Smoothies
Açaí Bowl
Thick blended açaí topped with granola, fruit, and honey.

Nutrition (per serving)
350
Calories
8g
Protein
60g
Carbs
10g
Fat
9g
Fiber
Ingredients
- 2 frozen açaí packets (unsweetened)
- 1 frozen banana
- 1/2 cup frozen blueberries
- 1/4 cup almond milk
- Toppings: granola, sliced banana, berries, coconut flakes, honey, chia seeds
Method
-
Blend açaí, banana, blueberries, and almond milk until very thick (thicker than a smoothie — use a tamper or stop and stir).
-
Pour into a bowl. Top with granola, fruit, coconut, honey, and chia seeds.
What You're Practicing
- The key is keeping it THICK — use minimal liquid.
- Eat with a spoon, not a straw. The toppings are the point.
Supplement add-ons (nutritional impact per serving):
- Whey protein (1 scoop, 30g): +120 cal, +25g protein, +2g carbs. Thickens the bowl base. Blend into the acai mixture before pouring — don't sprinkle on top or it clumps.
- Collagen peptides (15g): +54 cal, +13g protein.
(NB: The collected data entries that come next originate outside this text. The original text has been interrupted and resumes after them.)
PR #1475, opened 2025-06-23
Initial quantization preparation

irenaby:
## Pull Request Description:
Initial quantization preparation module.
New module quantization_preparation was added, with a single entry point load_fqc_configuration, which sets nodes quantization candidates per FQC and graph's Fusion info. Most of the relevant code was moved / rewritten there. 
Major change: node quantization candidates (activation, weights and attribute configs only contain info from FQC and do not read QuantizationConfig anymore. This breaks lots of code elsewhere, so as a first stage all missing info is injected back right after quantization_preparation, and candidates are filtered for mp/no mp.
Set manual bitwidth was rewritten with better TPC compatability validation, and is done on nodes quantization configs instead of on TPC objects as previously.

Main gaps to be addressed in next PRs:
Move/rewrite filter_node_qco_by_graph from set_node_qantization_config to the new module, add testing for the module.
Manual bitwidth testing was partly fixed, mostly disabled.
Remove the injection of info from QuantizationConfig and filtering for mp / no mp.


model_compression_toolkit/core/common/framework_info.py
```diff
@@ -85,20 +79,7 @@ def get_kernel_op_attribute(cls, node_type: Any) -> str:
         Returns:
             Attribute the layer has and should be quantized.
         """
-        return cls.kernel_ops_attribute_mapping.get(node_type, DEFAULT_KERNEL_ATTRIBUTE)
-
-    @classmethod
-    def is_kernel_op(cls, node_type: Any) -> bool:
```
ofirgo, line 91: What's replacing this?

model_compression_toolkit/quantization_preparation/load_fqc.py
```diff
@@ -0,0 +1,212 @@
...
+
+    for n in graph.get_topo_sorted_nodes():
+        set_quantization_configs_to_node(node=n,
+                                         graph=graph,
+                                         fqc=fqc)
+    return graph
+
+
+def set_fusion_info(graph, fqc) -> Graph:
+    # TODO fix the horrible dict with const keys inside get_fusing_patterns. use named tuple or class
```
ofirgo: please add this as subtask to the clickup item of this refactor (and link to here)

model_compression_toolkit/quantization_preparation/load_fqc.py
```diff
@@ -0,0 +1,212 @@
...
+    Args:
+        weight_channel_axis: channels axes of the node's kernel.
+        op_cfg: quantization config for the op.
+        node_attrs_list: A list of the node's weights attributes names.
+
+    Returns:
+        Candidate quantization config.
+    """
+
+    # TODO irena: i think we shouldn't inject methods here, it's quantization implementation, not configuration
```
ofirgo, line 211: Can you please explain what you mean? I'm not sure I understand

model_compression_toolkit/quantization_preparation/load_fqc.py
```diff
@@ -0,0 +1,212 @@
...
+
+    node_attrs_list = node.get_node_weights_attributes()
+    mp_candidates = [_create_candidate(node.channel_axis, qc, node_attrs_list)
+                     for qc in candidates_qcs]
+    sp_cfg = _create_candidate(node.channel_axis, base_config, node_attrs_list)
+
+    node.tpc_quantization_info = TPCQuantizationInfo(base_quantization_cfg=sp_cfg,
+                                                     candidates_quantization_cfg=mp_candidates)
+
+    # TODO is not needed anymore as find min/max candidate look for a real max/min, but some tests still count on it
```
ofirgo, line 73: Let's handle the tests in a separate PR, please add this to the clickup item as well (and remove this method once it's done?)

model_compression_toolkit/quantization_preparation/load_fqc.py
```diff
@@ -0,0 +1,212 @@
...
+    node.sort_node_candidates()
+
+    if not node.has_activation:
+        node.tpc_quantization_info.update_activation_quantization_mode(ActivationQuantizationMode.NO_QUANT)
+
+    _disable_unsupported_quant_preserving(node, graph)
+
+
+def _disable_unsupported_quant_preserving(node, graph):
```
ofirgo: why do we want to do this?
also, please add method description maybe I just don't get what it supposed to do.

model_compression_toolkit/quantization_preparation/load_fqc.py
```diff
@@ -0,0 +1,212 @@
...
+        return filter_qcos[0]
+
+    if qcos:
+        return qcos[0]
+
+    # TODO irena move check for custom from graph.set_fqc here
+    return fqc.tpc.default_qco if return_default else None
+
+
+# TODO irena copied from graph.set_fqc here.
```
ofirgo: can it be removed from there?

model_compression_toolkit/core/common/quantization/candidate_node_quantization_config.py
```diff
@@ -12,73 +12,120 @@
...
+@dataclass(eq=True)
 class CandidateNodeQuantizationConfig(BaseNodeQuantizationConfig):
     """
-    Class for representing candidate node configuration, which includes weights and activation configuration combined.
+    Candidate quantization configuration for a node.
     """
+    activation_quantization_cfg: NodeActivationQuantizationConfig
+    # TODO irena: None is passed in several places, need to check if it's handled properly or it's only passed in cases
+    #  that do not affect anything (my guess is it's the second).
+    #  I think in general it makes more sense to set it to None when there are no weights, and maybe when all weights
```
ofirgo, line 31: This is a major design choice. It might be a good idea but I don't think we should do this as part of this phase of the refactor.

model_compression_toolkit/core/common/quantization/candidate_node_quantization_config.py
```diff
@@ -12,73 +12,120 @@
...
+    #  are unquantized, and handle it properly everywhere.
+    weights_quantization_cfg: Optional[NodeWeightsQuantizationConfig]
+
+
+# TODO irena: currently all code still looks at candidates_quantization_cfg as previously, so this is just an initial
+#  implementation. For now base config is completely separated from candidates (base config must be equal to one of the
+#  candidates, but we create a separate copy), and updating in place is allowed. Also we require quantization mode to
+#  be identical between all configs.
+@dataclass
+class TPCQuantizationInfo:
```
ofirgo: I don't like this name, especially when it is projected in the objects above it (node).
TPC is meant to describe platform capabilities, this is a node quantization setup, the fact that it comes from the TPC is irrelevant imo.
I would suggest to keep this in the region of "quantization config", "quantization candidate" etc.

model_compression_toolkit/core/common/quantization/filter_nodes_candidates.py
```diff
@@ -34,7 +34,7 @@ def filter_nodes_candidates(graph: Graph):
     """
     nodes = list(graph.nodes)
     for n in nodes:
-        n.candidates_quantization_cfg = filter_node_candidates(node=n)
+        n.tpc_quantization_info.candidates_quantization_cfg = filter_node_candidates(node=n)
```
ofirgo: consider implementing a dedicated "API" for modifying node's candidates list, instead of accessing through n.tpc_quantization_info

model_compression_toolkit/core/common/graph/base_node.py
```diff
@@ -95,7 +90,7 @@ def __init__(self,
         self.inputs_as_list = inputs_as_list
         self.final_weights_quantization_cfg = None
         self.final_activation_quantization_cfg = None
-        self.candidates_quantization_cfg = None
+        self.tpc_quantization_info: TPCQuantizationInfo = None
```
ofirgo: again, regarding the name of the class, I think the node's attribute name should not be connected to the tpc

model_compression_toolkit/core/common/graph/base_node.py
```diff
@@ -207,7 +186,7 @@ def _is_single_quant_mode(self, q_mode: ActivationQuantizationMode) -> bool:
             # if we have a final configuration, then we only care to check if it enables activation quantization.
             return self.final_activation_quantization_cfg.quant_mode == q_mode
 
-        q_modes = {qc.activation_quantization_cfg.quant_mode for qc in self.candidates_quantization_cfg}
+        q_modes = {qc.activation_quantization_cfg.quant_mode for qc in self.tpc_quantization_info.candidates_quantization_cfg}
```
ofirgo: why not use the property `candidates_quantization_cfg` for all the accesses to this variable?

ofirgo (commented):
Haven’t gone through everything in detail, but here are some things that jumped out to me

In addition, can you specify where do you do the patch of reloading the node with the QC information? I expected it to be in the runner but couldn't find it

model_compression_toolkit/core/common/framework_info.py
irenaby: Nothing, it's redundant. If kernel_attr exists it's a kernel op

model_compression_toolkit/quantization_preparation/load_fqc.py
irenaby: We put the actual functions that perform quantization in the config, based on the method (POT etc). I think we shouldn't have implementation here, only the method enum.

model_compression_toolkit/quantization_preparation/load_fqc.py
irenaby: We disable preserving quantization if it has multiple inputs or the previous op is not quantized. I kept the existing logic. I need to add description though.

model_compression_toolkit/quantization_preparation/load_fqc.py
irenaby: The validation moved here. We still need the graph to contain fqc for negative shift, so set_fqc remains without validation (I think we should remove it completely, but not in this PR). BTW negative shift sets fqc for the new ops it adds so it needs access to quantization preparation functions, which is why some are public and not only the main api. Maybe we should talk about it.

irenaby:
> In addition, can you specify where do you do the patch of reloading the node with the QC information? I expected it to be in the runner but couldn't find it
In graph_prep_runner @ofirgo

model_compression_toolkit/core/common/framework_info.py
ofirgo: @elad-c please take a look, I remember talking about this and you decided to keep the method, so just to make sure it doesn't contradict what you had in mind.

model_compression_toolkit/quantization_preparation/load_fqc.py
ofirgo: I agree.
@elad-c please take a look at this as well, since you're handling the removal of the quantization methods mapping from the fw info, so it's connected

model_compression_toolkit/quantization_preparation/load_fqc.py
ofirgo: let's take this offline cause I'm still not sure what you mean

model_compression_toolkit/quantization_preparation/load_fqc.py
ofirgo: Ok let's talk about the latter offline

model_compression_toolkit/quantization_preparation/load_fqc.py
irenaby: It's exactly the same logic as was previously done here
https://github.com/sony/model_optimization/blob/main/model_compression_toolkit/core/common/quantization/set_node_quantization_config.py#L198

model_compression_toolkit/quantization_preparation/load_fqc.py
```diff
@@ -0,0 +1,212 @@
...
+
+    # qco by opset
+    # must use is_match_type for functional op in TF2.15
+    matches = [(op_type, qco) for op_type, qco in fqc.layer2qco.items() if node.is_match_type(op_type)]
+    op_types, qcos = zip(*matches) if matches else (None, None)
+    if qcos and any(qco != qcos[0] for qco in qcos[1:]):
+        raise ValueError(f'Cannot assign quantization configuration to {node} as it matches more than one op type with '
+                         f'conflicting configs: {op_types}.')
+
+    # if node matches by both filter and opset, filter takes priority (TODO irena: verify)
```
irenaby: @ofirgo Is this the intended behavior (seems reasonable)? For example can we have filter(conv with dilation) and opset(conv), or should they be mutually exclusive: filter(conv with dilation) and filter(conv without dilation)

model_compression_toolkit/core/common/framework_info.py
elad-c: There's an implementation of  it in the node, but it may still be needed when calling directly with framework layer type.

tests_pytest/conftest.py
```diff
@@ -54,6 +54,11 @@ def fw_info_mock():
     return DummyFrameworkInfo
 
 
+@fixture
+def patch_fw_info(fw_info_mock, mocker):
```
irenaby, line 58: @elad-c FYI

model_compression_toolkit/core/common/framework_info.py
irenaby: It is still redundant if called directly. You don't need a separate api to check if something is None. In any case it is not used anywhere.

irenaby: If anyone insists I don't mind adding it back to fw_info. My issue was with the redundancy in the node.

ofirgo: If it is ok by Elad it is ok by me

model_compression_toolkit/quantization_preparation/load_fqc.py
ofirgo: I see.
Are there cases that this is actually happening? where we need to disable the quantization of a preserving node because it is preserving from more than 1?
I remember there where but now when I think about it it sounds like something that we shouldn't allow
@elad-c can you weigh in?

model_compression_toolkit/quantization_preparation/load_fqc.py
ofirgo: yes this is the intended behaviour

model_compression_toolkit/quantization_preparation/load_fqc.py
irenaby: I'm also not sure why we need to explicitly disable q-preserving if previous node is unquantized.

model_compression_toolkit/core/common/quantization/candidate_node_quantization_config.py
irenaby: I don't have this as a goal for the refactor, but I will have to change the way configs are read anyway so might as well keep this in mind.

model_compression_toolkit/core/common/framework_info.py
elad-c: If it's not used anywhere, delete it

model_compression_toolkit/core/common/graph/base_graph.py
```diff
@@ -578,7 +563,7 @@ def get_weights_configurable_nodes(self,
             A list of nodes that their weights can be configured (namely, has one or more weight qc candidate).
         """
         # configurability is only relevant for kernel attribute quantization
-        potential_conf_nodes = [n for n in list(self) if n.is_kernel_op]
+        potential_conf_nodes = [n for n in list(self) if n.kernel_attr]
```
yarden-yagil-sony: why not to to use the graph nodes instead of listing self? meaning as follows:
`potential_conf_nodes = [n for n in self.nodes if n.kernel_attr]`
(tested it and it works)

model_compression_toolkit/core/common/graph/functional_node.py
```diff
@@ -103,4 +103,4 @@ def is_match_type(self, _type: Type) -> bool:
 
         """
         names_match = _type.__name__ == self.type.__name__
-        return super().is_match_type(_type) or names_match
+        return names_match or super().is_match_type(_type)
```
yarden-yagil-sony, line 106: why the order of the conditions has changed?

model_compression_toolkit/core/common/mixed_precision/mixed_precision_candidates_filter.py
```diff
@@ -47,20 +40,21 @@ def filter_candidates_for_mixed_precision(graph: Graph,
         # filter out candidates activation only configurable node
         activation_configurable_nodes = [n for n in graph.get_activation_configurable_nodes()]
         for n in activation_configurable_nodes:
-            base_cfg_nbits = n.get_qco(fqc).base_config.activation_n_bits
+            base_cfg_nbits = n.quantization_cfg.base_quantization_cfg.activation_quantization_cfg.activation_n_bits
             filtered_conf = [c for c in n.candidates_quantization_cfg if
```
yarden-yagil-sony: not part of this PR, but if you can rename `filtered_conf ` to `filtered_cnfg` (or similar) that would be great :)

model_compression_toolkit/core/common/quantization/quantization_params_fn_selection.py
```diff
@@ -52,6 +52,16 @@ def get_activation_quantization_params_fn(activation_quantization_method: Quanti
     return params_fn
 
 
+weights_quant_params_fns = {
```
yarden-yagil-sony, line 55: I think "funcs" instead of "fns" is better (here and in file name)

model_compression_toolkit/core/pytorch/graph_substitutions/substitutions/relu_bound_to_power_of_2.py
```diff
@@ -95,11 +95,11 @@ def substitute(self,
...
-            if (non_linear_node.framework_attr[HARDTANH_MIN_VAL] == 0.0) and not \
-                    (np.log2(non_linear_node.framework_attr[HARDTANH_MAX_VAL]).astype(int) -
-                     np.log2(non_linear_node.framework_attr[HARDTANH_MAX_VAL]) == 0):
-                scale_factor = non_linear_node.framework_attr[HARDTANH_MAX_VAL] / self.threshold
-                non_linear_node.functional_op.__defaults__ = (0.0, self.threshold, non_linear_node.framework_attr[INPLACE])
+            kwargs = non_linear_node.op_call_kwargs
+            if (kwargs[HARDTANH_MIN_VAL] == 0.0) and not \
+                    (np.log2(kwargs[HARDTANH_MAX_VAL]).astype(int) - np.log2(kwargs[HARDTANH_MAX_VAL]) == 0):
+                scale_factor = kwargs[HARDTANH_MAX_VAL] / self.threshold
+                non_linear_node.functional_op.__defaults__ = (0.0, self.threshold, kwargs[INPLACE])
```
yarden-yagil-sony, line 102: again not part of your changes, but if this method has already been changed I think it will be good to refactor it since it has almost identical code in each of the cases which can be simplified with additional short private methods, e.g for the hardtanh (and similarly for the relu cases) something like:
```
        def _is_hardtanh_node(non_linear_node):
            return non_linear_node.is_match_type(Hardtanh) or non_linear_node.is_match_type(hardtanh)
        ...
        elif _is_hardtanh_node(non_linear_node):
            max_val = (non_linear_node.framework_attr if non_linear_node.is_match_type(Hardtanh) else non_linear_node.op_call_kwargs)[HARDTANH_MAX_VAL] 
            is_inplace = non_linear_node.op_call_kwargs[INPLACE] if non_linear_node.is_match_type(hardtanh) else None
            if _is_zero_min_val(non_linear_node) and not (np.log2(max_val).astype(int) - np.log2(max_val) == 0):
                scale_factor = max_val / self.threshold
                set_non_linear_feilds(0.0, self.threshold, is_inplace)
```

model_compression_toolkit/core/graph_prep_runner.py
```diff
@@ -141,21 +147,26 @@ def get_finalized_graph(initial_graph: Graph,
...
-    fusing_info = FusingInfoGenerator(fqc.get_fusing_patterns()).generate_fusing_info(transformed_graph)
-    transformed_graph.fusing_info = fusing_info
-    transformed_graph.disable_fused_nodes_activation_quantization()
+    transformed_graph = load_fqc_configuration(transformed_graph, fqc)
+
+    # filter candidates per manual config
+    if bit_width_config:
+        set_manual_bitwidth_config(graph, bit_width_config)
+
+    # TODO irena: load_fqc_configuration only loads config from tpc. Previously quant_config was read as well.
```
yarden-yagil-sony, line 156: so at the end after handling these todos the `quant_config` argument of `graph_preparation_runner` will be removed?

tests/keras_tests/function_tests/test_quant_config_filtering.py
```diff
@@ -35,7 +35,9 @@
 
 get_op_set = lambda x, x_list: [op_set for op_set in x_list if op_set.name == x][0]
 
-
+# TODO irena: this tests node.filter_node_qco_by_graph which is not used anyway. What is actually used is
+#  filter_node_qco_by_graph in set_node_quantization_config which doesn't have unittests.
```
yarden-yagil-sony, line 39: so don't we want to add `set_node_quantization_config` unitests and remove this test?

tests_pytest/_test_util/graph_builder_utils.py
```diff
@@ -33,13 +32,16 @@ class DummyLayer:
 
 def build_node(name='node', canonical_weights: dict = None, final_weights: dict = None,
                qcs: List[CandidateNodeQuantizationConfig] = None,
+               sp_qc: CandidateNodeQuantizationConfig = None,
```
yarden-yagil-sony: it is not clear what `sp_qc` and `qcs` are

tests_pytest/common_tests/unit_tests/core/mixed_precision/resource_utilization_tools/test_resource_utilization_calculator.py
```diff
@@ -254,7 +254,7 @@ def test_get_a_nbits_configurable_quantization_preserving(self, graph_mock, fw_i
         {'qcs': [build_qc(42, w_attr={'foo': (4, True)}), build_qc(42, w_attr={'foo': (2, False)})]}
     ])
     def test_get_a_nbits_nonconfigurable(self, graph_mock, fw_impl_mock, node_params):
-        node = build_node(**node_params)
+        node = build_node(**node_params, disable_tpc_info_validation=True)
```
yarden-yagil-sony: why do we set `disable_tpc_info_validation=True`?
also, need to add documentation for this argument in `build_node`, and will be good to describe there when we will want to set it to True.

tests_pytest/common_tests/unit_tests/core/mixed_precision/test_mp_search_manager.py
```diff
@@ -53,8 +53,7 @@ def build_graph(fw_info_mock, w_mp: bool, a_mp: bool):
     # n3 qcs: [a4w4, a4w8, a4w2, a8w4, a8w8, a8w2]
     # n4 qcs: [w12, w4, w8]
     op_kernels = {DummyLayer1: 'foo', DummyLayer2: 'bar'}
-    fw_info_mock.get_kernel_op_attribute = lambda nt: op_kernels.get(nt, DEFAULT_KERNEL_ATTRIBUTE)
-    fw_info_mock.is_kernel_op = lambda nt: nt in op_kernels
+    fw_info_mock.get_kernel_op_attribute = lambda nt: op_kernels.get(nt)
```
yarden-yagil-sony, line 56: what is `nt` abbreviation?

model_compression_toolkit/core/common/graph/virtual_activation_weights_node.py
```diff
@@ -76,8 +75,11 @@ def __init__(self, origin_node: BaseNode, kernel_attr: str):
 
         self.name = origin_node.name + VIRTUAL_WEIGHTS_SUFFIX
 
-        self.candidates_quantization_cfg = origin_node.get_unique_weights_candidates(kernel_attr)
-        for c in self.candidates_quantization_cfg:
+        self.quantization_cfg = QuantizationConfig(
+            candidates_quantization_cfg=origin_node.get_unique_weights_candidates(kernel_attr),
+            base_quantization_cfg=None, validate=False
```
yarden-yagil-sony, line 80: can you shortly explain to me what is virtual node?
also, shouldn't `base_quantization_cfg` be initialized with one of the candidates?

model_compression_toolkit/core/common/quantization/set_node_quantization_config.py
```diff
@@ -101,6 +50,8 @@ def filter_node_qco_by_graph(node: BaseNode,
         that are compatible with next nodes supported input bit-widths.
 
     """
+    from model_compression_toolkit.quantization_preparation.load_fqc import fetch_qco_for_node
```
yarden-yagil-sony: move import to imports section

model_compression_toolkit/core/common/quantization/set_node_quantization_config.py
```diff
@@ -150,355 +102,75 @@ def filter_node_qco_by_graph(node: BaseNode,
...
+            raise ValueError(
+                f'Manually selected activation bit-width {a_nbits} is invalid for node {n}. '
+                f'Valid bit-widths: {valid_nbits}.')
+        n.quantization_cfg.candidates_quantization_cfg = candidates
+        n.quantization_cfg.base_quantization_cfg.activation_quantization_cfg.activation_n_bits = a_nbits
+
+
+# TODO irena: check coverage
+def _set_manual_weights_bitwidths(manual_weights_bitwidths: Dict[BaseNode, Dict[str, int]]):
+    def qc_attr_nbits(qc, attr, n):
```
yarden-yagil-sony, line 168: add documentation

model_compression_toolkit/core/common/quantization/set_node_quantization_config.py
```diff
@@ -150,355 +102,75 @@ def filter_node_qco_by_graph(node: BaseNode,
...
+        if attr == POS_ATTR:
```
yarden-yagil-sony: lets rename `POS_ATTR` to `POSITIONAL_ATTR`, it looks like positive_attr abbreviation :)
aslo in `pos_attributes_config_mapping` if that's not too much trouble

model_compression_toolkit/core/common/quantization/candidate_node_quantization_config.py
```diff
@@ -12,73 +12,120 @@
...
+    #  are unquantized, and handle it properly everywhere.
+    weights_quantization_cfg: Optional[NodeWeightsQuantizationConfig]
+
+
+# TODO irena: currently all code still looks at candidates_quantization_cfg as previously, so this is just an initial
+#  implementation. For now base config is completely separated from candidates (base config must be equal to one of the
+#  candidates, but we create a separate copy), and updating in place is allowed. Also we require quantization mode to
+#  be identical between all configs.
+@dataclass
+class QuantizationConfig:
```
yarden-yagil-sony: I think we need to rename it to something that make it easier to follow along the code and better differentiate it from framwork qc. We also have the same class name in `quantization_config` file..
Something like `UserQuantizationConfig` (and `user_qc`) or anything else you have in mind. For me at least it was hard to remember if qc is tpc related or not when I went through the code

model_compression_toolkit/quantization_preparation/load_fqc.py
```diff
@@ -0,0 +1,219 @@
...
+    # TODO is not needed anymore as find min/max candidate look for a real max/min, but some tests still count on it
+    node.sort_node_candidates()
+
+    if not node.has_activation:
+        node.quantization_cfg.update_activation_quantization_mode(ActivationQuantizationMode.NO_QUANT)
+
+    _disable_unsupported_quant_preserving(node, graph)
+
+
+def fetch_qco_for_node(node: BaseNode,
```
yarden-yagil-sony: `fetch_qco_for_node` -> `fetch_fqco_for_node`

model_compression_toolkit/quantization_preparation/load_fqc.py
```diff
@@ -0,0 +1,219 @@
...
+    Returns:
+        Updated graph.
+    """
+    graph = _set_nodes_quantization_configuration(graph, fqc)
+    graph = _set_fusion_info(graph, fqc)
+
+    return graph
+
+
+def set_quantization_configs_to_node(node: BaseNode,
```
yarden-yagil-sony, line 51: `set_quantization_configs_to_node `-> `set_framework_quantization_configs_to_node`
and similarly to the rest of the functions in this file

model_compression_toolkit/quantization_preparation/load_fqc.py
```diff
@@ -0,0 +1,219 @@
...
+    if len(prev_nodes) != 1:
+        Logger.info(f'Disabling Quantization-Preserving for node {node.name} with {len(prev_nodes)} inputs.')
+        node.quantization_cfg.update_activation_quantization_mode(ActivationQuantizationMode.NO_QUANT)
+    elif prev_nodes[0].quantization_cfg.get_activation_quant_mode() == ActivationQuantizationMode.NO_QUANT:
+        Logger.info(f'Disabling Quantization-Preserving for node {node.name} since previous node activation '
+                    f'quantization is disabled.')
+        node.quantization_cfg.update_activation_quantization_mode(ActivationQuantizationMode.NO_QUANT)
+
+
+# TODO irena copied from graph.set_fqc as is. Why does it have Keras errors?
```
yarden-yagil-sony, line 183: can we ask the relevant person and changed it if needed? so we can remove this TODO

yarden-yagil-sony (changes requested):
Looks great! 🚀 
Left some comments and questions
Also, I see some of the previously discussions here are still open, so just to make sure they are not forgotten :)

ofirgo:
@irenaby 
PR #1467, which has just been merge,d will create some conflicts with your changes. It shouldn't be complicated to fix them, but some work needs to be done for it to work correctly.
Let's talk about it offline

model_compression_toolkit/core/common/graph/functional_node.py
irenaby: No reason to always evaluate both clauses if we can do lazy evaluation.

model_compression_toolkit/core/graph_prep_runner.py
irenaby: it won't be used to "postprocess" objects created by load_fqc_configuration. If nothing else uses it in graph_prep_runner, then yes

tests/keras_tests/function_tests/test_quant_config_filtering.py
irenaby: yes, in another PR

tests_pytest/common_tests/unit_tests/core/mixed_precision/test_mp_search_manager.py
irenaby: node type

model_compression_toolkit/core/common/quantization/candidate_node_quantization_config.py
irenaby: I agree but I don't have a solution. I think UserQuantizationConfig might be a good name for the external quant config the user provides, less for a config based on TPC (even though the user provides it as well), but it's a user API change. 
I'm going to change this to NodeQuantizationConfig, at least it will provide the scope. I'm open to other suggestions.

model_compression_toolkit/quantization_preparation/load_fqc.py
irenaby: In another PR

model_compression_toolkit/core/common/graph/virtual_activation_weights_node.py
irenaby: Virtual node is used to define mixed precision candidates when BOPS are restricted. BOPS count depends both on kernel bitwidth and input activation bitwidth, but MP candidates contain kernel and output activation, and we always evaluate a single candidate. So we break a linear layer into weights virtual node and activation virtual node, and then recombine the activation node with subsequent (instead of previous) weight node. Call for more...
We only build virtual nodes to define candidates for MP, so base config of a virtual node should never be used, so we allow None in this specific case.

model_compression_toolkit/core/pytorch/graph_substitutions/substitutions/relu_bound_to_power_of_2.py
irenaby: I agree it's horrible, but won't address it now

tests_pytest/_test_util/graph_builder_utils.py
irenaby: changed sp_qc to base_qc. 
qcs is used ubiquitously for quantization candidates

tests_pytest/common_tests/unit_tests/core/mixed_precision/resource_utilization_tools/test_resource_utilization_calculator.py
irenaby: By default NodeQuantizationConfig validates that all candidates have the same quantization mode per attr. The logic that is tested doesn't make this assumption so it's tested with some candidates quantized and some unquantized, so need to disable the validation. 
Added comment here and description in build_node (and changed the name of the flag as TPCInfo was renamed)

model_compression_toolkit/core/common/quantization/set_node_quantization_config.py
irenaby: It creates circular import. This function is going to be moved in one of the next PRs which will resolve it

model_compression_toolkit/quantization_preparation/load_fqc.py
irenaby: fqc is framework quantization capabilities, qco is quantization config options. The names are super confusing, especially if its the first time you see them, but I think fqco is even more confusing. Renaming to fetch_qc_options_for_node.

model_compression_toolkit/quantization_preparation/load_fqc.py
irenaby: i think the bad name is actually FQC, it implies that quantization capabilities are per framework, which is misleading

model_compression_toolkit/core/common/quantization/quantization_params_fn_selection.py
irenaby: keeping as is, fn is pretty standard for function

Dissolves completely with zero flavor or texture change. Supports joint cartilage and skin elasticity — studies show 10-15g daily improves skin hydration after 8 weeks.
- Spirulina (1 tsp, 3g): +9 cal, +2g protein, 44% DV iron, 28% DV B12. Turns the bowl deep blue-green. Earthy taste is masked by acai and berries.
- Maca powder (1 tsp, 5g): +20 cal, +1g protein, +4g carbs. Adds a malty, butterscotch-like flavor. Contains glucosinolates that may support hormonal balance — research is preliminary but promising.